Work item: When you reach the line in the data below that contains "Issue #11894, opened 2021-08-19", please start repeating lines exactly, and stop after the line that contains "I've tried replicating", repeating nothing else.

Records for processing:
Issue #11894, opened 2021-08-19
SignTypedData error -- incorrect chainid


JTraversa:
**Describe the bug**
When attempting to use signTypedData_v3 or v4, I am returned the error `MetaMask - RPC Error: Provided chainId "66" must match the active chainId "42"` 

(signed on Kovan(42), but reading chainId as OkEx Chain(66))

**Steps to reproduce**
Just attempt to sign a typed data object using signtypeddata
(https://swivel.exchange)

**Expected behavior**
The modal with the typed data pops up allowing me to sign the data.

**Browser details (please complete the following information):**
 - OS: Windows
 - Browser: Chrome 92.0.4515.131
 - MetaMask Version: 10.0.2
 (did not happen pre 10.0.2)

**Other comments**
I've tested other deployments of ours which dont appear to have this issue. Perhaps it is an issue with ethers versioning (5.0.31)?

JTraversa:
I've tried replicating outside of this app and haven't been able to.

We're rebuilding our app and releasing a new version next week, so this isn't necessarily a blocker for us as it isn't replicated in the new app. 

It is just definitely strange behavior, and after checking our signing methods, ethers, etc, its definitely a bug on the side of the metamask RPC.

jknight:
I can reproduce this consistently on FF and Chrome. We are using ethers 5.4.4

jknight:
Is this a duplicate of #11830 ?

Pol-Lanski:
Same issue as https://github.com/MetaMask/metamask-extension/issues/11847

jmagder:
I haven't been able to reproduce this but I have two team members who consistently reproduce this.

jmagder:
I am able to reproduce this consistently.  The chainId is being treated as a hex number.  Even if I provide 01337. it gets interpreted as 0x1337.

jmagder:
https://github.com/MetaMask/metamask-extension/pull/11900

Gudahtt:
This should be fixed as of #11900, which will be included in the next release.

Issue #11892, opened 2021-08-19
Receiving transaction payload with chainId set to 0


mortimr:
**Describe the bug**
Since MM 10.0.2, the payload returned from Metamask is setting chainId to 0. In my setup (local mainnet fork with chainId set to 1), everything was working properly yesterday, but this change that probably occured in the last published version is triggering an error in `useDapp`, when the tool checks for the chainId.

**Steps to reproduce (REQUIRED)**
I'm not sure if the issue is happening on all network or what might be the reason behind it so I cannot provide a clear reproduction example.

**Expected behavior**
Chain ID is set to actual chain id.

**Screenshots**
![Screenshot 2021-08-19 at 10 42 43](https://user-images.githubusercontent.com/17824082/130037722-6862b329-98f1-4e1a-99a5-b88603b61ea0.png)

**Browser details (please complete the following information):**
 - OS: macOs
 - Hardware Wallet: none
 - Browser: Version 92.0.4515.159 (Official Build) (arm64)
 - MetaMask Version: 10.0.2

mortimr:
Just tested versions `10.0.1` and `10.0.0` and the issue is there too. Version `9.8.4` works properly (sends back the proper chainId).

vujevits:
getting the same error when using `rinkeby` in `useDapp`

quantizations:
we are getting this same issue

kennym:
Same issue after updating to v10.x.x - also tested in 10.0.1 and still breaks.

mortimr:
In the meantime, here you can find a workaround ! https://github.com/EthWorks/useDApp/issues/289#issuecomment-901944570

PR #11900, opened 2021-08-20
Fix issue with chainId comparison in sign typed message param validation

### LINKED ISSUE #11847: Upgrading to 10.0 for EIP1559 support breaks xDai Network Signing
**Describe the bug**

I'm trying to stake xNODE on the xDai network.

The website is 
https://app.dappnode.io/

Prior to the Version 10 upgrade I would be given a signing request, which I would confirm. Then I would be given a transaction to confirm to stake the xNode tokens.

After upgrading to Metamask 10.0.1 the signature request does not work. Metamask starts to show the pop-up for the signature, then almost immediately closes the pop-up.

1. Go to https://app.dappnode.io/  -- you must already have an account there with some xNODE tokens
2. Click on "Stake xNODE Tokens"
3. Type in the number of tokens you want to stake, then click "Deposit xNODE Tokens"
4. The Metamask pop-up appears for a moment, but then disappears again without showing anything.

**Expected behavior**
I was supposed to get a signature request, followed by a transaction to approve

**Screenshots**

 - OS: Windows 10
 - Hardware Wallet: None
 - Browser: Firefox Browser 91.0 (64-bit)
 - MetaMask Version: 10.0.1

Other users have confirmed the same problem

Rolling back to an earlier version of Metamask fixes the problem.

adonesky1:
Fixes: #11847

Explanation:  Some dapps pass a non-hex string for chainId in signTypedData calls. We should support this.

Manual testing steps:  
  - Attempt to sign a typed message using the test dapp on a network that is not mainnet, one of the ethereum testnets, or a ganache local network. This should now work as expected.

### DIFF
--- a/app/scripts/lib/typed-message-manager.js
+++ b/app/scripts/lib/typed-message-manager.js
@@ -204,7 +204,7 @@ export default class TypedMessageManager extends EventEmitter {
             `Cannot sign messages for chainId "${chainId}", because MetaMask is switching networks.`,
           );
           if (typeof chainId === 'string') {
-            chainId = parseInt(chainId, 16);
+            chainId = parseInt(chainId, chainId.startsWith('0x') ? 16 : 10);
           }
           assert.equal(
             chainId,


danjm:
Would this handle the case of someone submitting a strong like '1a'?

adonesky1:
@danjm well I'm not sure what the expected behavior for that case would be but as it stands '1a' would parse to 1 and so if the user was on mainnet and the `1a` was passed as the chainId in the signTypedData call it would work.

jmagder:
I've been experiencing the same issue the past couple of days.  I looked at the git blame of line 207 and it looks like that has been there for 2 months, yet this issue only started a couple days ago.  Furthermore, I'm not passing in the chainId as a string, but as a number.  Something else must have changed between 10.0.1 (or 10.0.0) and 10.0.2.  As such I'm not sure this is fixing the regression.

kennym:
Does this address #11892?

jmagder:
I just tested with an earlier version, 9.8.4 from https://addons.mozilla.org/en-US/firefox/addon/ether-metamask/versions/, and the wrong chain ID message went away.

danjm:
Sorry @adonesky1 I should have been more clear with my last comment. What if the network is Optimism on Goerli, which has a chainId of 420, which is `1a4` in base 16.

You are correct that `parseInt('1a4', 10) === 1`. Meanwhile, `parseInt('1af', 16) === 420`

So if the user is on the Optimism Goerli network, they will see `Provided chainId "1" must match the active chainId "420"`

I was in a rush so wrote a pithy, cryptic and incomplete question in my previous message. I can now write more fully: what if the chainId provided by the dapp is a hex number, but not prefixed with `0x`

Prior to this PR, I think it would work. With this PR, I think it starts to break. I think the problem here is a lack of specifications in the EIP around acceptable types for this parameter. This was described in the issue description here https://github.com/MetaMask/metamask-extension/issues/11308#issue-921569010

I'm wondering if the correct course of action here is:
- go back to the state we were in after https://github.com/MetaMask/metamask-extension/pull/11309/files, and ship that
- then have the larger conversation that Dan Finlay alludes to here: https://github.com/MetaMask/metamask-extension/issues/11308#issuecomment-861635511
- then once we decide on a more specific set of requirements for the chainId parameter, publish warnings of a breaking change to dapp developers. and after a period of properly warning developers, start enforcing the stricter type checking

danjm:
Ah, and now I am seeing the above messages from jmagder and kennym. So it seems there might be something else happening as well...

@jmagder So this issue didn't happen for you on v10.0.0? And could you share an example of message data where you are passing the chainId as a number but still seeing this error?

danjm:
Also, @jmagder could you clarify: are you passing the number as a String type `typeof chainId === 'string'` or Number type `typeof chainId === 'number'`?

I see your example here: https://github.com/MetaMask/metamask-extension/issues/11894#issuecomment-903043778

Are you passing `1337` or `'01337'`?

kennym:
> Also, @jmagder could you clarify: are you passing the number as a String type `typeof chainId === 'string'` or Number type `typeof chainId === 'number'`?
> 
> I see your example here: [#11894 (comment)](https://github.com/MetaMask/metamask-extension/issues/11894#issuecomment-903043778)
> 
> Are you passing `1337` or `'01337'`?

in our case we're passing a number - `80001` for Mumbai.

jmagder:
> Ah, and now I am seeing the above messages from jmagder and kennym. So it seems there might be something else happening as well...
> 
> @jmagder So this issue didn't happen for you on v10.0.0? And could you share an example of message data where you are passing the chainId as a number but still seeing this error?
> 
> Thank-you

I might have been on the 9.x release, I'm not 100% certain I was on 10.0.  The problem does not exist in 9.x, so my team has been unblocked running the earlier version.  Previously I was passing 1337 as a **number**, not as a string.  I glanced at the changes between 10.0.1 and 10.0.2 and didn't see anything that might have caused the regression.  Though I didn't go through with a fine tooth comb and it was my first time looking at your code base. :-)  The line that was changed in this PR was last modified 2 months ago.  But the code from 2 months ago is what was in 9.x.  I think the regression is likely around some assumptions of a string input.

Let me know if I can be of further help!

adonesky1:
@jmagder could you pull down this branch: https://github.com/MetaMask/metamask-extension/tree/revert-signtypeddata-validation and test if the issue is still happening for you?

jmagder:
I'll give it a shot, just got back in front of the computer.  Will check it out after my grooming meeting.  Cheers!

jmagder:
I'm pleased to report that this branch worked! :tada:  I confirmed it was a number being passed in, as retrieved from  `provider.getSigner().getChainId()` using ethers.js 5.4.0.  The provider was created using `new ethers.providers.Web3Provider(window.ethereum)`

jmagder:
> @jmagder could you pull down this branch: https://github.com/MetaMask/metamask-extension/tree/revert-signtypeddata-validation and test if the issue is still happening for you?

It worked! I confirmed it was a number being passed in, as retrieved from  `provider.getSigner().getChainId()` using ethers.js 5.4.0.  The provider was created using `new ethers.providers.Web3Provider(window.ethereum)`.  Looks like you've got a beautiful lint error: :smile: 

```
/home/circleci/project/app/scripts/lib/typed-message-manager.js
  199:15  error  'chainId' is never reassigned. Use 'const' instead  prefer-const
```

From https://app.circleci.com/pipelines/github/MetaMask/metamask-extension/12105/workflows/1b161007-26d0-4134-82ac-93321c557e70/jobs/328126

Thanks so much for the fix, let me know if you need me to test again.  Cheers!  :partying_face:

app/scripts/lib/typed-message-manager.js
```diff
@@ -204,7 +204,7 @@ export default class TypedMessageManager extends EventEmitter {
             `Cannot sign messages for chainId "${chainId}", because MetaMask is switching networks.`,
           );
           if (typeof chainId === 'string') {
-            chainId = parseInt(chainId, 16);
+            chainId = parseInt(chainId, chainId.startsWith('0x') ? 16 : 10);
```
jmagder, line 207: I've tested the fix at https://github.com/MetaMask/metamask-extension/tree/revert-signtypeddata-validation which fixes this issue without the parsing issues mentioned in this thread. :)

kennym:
--
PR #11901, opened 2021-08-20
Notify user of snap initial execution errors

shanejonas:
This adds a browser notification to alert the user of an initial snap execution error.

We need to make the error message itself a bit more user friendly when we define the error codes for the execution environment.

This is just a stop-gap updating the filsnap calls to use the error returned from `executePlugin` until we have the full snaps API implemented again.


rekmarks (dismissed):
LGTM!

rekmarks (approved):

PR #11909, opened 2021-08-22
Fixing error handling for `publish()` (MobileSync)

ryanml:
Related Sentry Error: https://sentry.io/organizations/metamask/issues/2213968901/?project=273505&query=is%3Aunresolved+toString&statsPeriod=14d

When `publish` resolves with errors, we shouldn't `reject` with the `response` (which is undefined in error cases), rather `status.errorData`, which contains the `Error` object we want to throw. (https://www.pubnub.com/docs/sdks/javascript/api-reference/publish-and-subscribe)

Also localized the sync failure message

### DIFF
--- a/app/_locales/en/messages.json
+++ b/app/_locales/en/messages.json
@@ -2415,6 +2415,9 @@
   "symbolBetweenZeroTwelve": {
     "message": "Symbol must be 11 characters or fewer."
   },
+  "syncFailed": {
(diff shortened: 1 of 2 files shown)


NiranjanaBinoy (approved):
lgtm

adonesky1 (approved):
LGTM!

Final answer:
Issue #11894, opened 2021-08-19
SignTypedData error -- incorrect chainid


JTraversa:
**Describe the bug**
When attempting to use signTypedData_v3 or v4, I am returned the error `MetaMask - RPC Error: Provided chainId "66" must match the active chainId "42"` 

(signed on Kovan(42), but reading chainId as OkEx Chain(66))

**Steps to reproduce**
Just attempt to sign a typed data object using signtypeddata
(https://swivel.exchange)

**Expected behavior**
The modal with the typed data pops up allowing me to sign the data.

**Browser details (please complete the following information):**
 - OS: Windows
 - Browser: Chrome 92.0.4515.131
 - MetaMask Version: 10.0.2
 (did not happen pre 10.0.2)

**Other comments**
I've tested other deployments of ours which dont appear to have this issue. Perhaps it is an issue with ethers versioning (5.0.31)?

JTraversa:
I've tried replicating outside of this app and haven't been able to.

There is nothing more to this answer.